Commissioner, Young People & Vulnerable Groups Social Mobility Commission
- Incumbent
- Assumed office October 2018
- Prime Minister: Theresa May Boris Johnson

Personal details
- Born: Saeed Atcha July 1996 (age 30) Deane, Bolton, England
- Spouse: Maryam Kara
- Education: Manchester Metropolitan University
- Known for: Charity leadership
- Awards: Member of the Most Excellent Order of the British Empire

= Saeed Atcha =

British politician

Saeed Atcha (born July 1996), is Chief executive of the youth-led charity Youth Leads UK. Atcha is currently a Deputy Lieutenant of Greater Manchester and a Commissioner of the Social Mobility Commission.

== Early life ==
Atcha was born in Deane, Bolton.
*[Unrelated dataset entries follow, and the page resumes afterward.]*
PR #1333, opened 2017-06-03
Collab

### LINKED ISSUE #525: Feature Request: Collaborative Building Tools
We have a large number of people coming over from MUCKs and MUSHes that are used to a more collaborative building environment, where user content is king. The current build commands and configuration aren't conducive for this sort of environment. As Evennia's intended purpose is more of a MUD development kit, it doesn't make sense to make collaborative building the default. However, a well constructed contrib could be made to easily transform Evennia into a collaborative worldbuilding toolkit.

A few things would be needed for this to work right. The first is going to be a concept of object ownership. The standard locks work well for determining if someone should have access to something, but leave something to be desired in terms of 'default powers' in relationship to the object's creator. If someone makes a room, they should be able to change the locks on it, etc, even if the current locks might otherwise say they're unable. It is also useful for keeping track of what objects were created by who. It also shouldn't be possible for a normal user to be able to create something that an immortal is barred from modifying.

This will also inevitably bring up the issues of 'softcode'. Full blown softcode, like MUSHcode, or MPI, is undesirable-- more complex logic should be in the Python code, and managed with merge requests and what have you. But even some basic logic could be added without too much difficulty if we used something like [Jinja](http://jinja.pocoo.org/) to provide for a templating language with conditionals and loops and variable access. This would, effectively, allow for creativity while making the path for more complex interaction clear-- edit the Python code. Jinja supports custom tags, which would allow teams to expand the functionality of the templating system as desired.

He then moved to Hulton and attended Ladybridge High School. Atcha went on to study Public Relations at Manchester Metropolitan University.

== Career ==
Atcha founded the charity Youth Leads UK, supporting disadvantaged young people in Greater Manchester to access volunteering opportunities and skills development programmes. He was trustee of the Prince of Wales’ charity Step Up To Serve. Atcha was appointed Deputy lieutenant of Manchester by Lord Lieutenant of Greater Manchester in June 2019. Atcha is currently Associate Non-Executive Director of Pennine Care NHS Foundation Trust He is also currently trustee of Generation UK & Ireland. Atcha is patron of the East of England's Children's charity, Ormiston Families.

==Honours==
Atcha was the awarded an MBE for services to young people and the community in Greater Manchester in the 2019 New Year Honours. He was the youngest recipient on the list. Atcha was given a Point of Light award by the Prime Minister, David Cameron for his work establishing the Xplode Magazine.